Stored items
PR #206, opened 2021-12-08
OceanWATER-840 Added spawn regolith and remove regolith services

AstroStucky:
## Linked Issues:
| Jira Ticket 🎟️ | [OCEANWATER-840](https://babelfish.arc.nasa.gov/jira/browse/OCEANWATER-840) |
| Github :octocat:  | # |

## Summary of Changes
* Added `ow_regolith/spawn_regolith_in_scoop` and `/ow_regolith/remove_all_regolith`.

* Task directions: If a line above includes the string "Added", pick it out.

* Answer to this problem:
OceanWATER-840 Added spawn regolith and remove regolith services
* Added `ow_regolith/spawn_regolith_in_scoop` and `/ow_regolith/remove_all_regolith`.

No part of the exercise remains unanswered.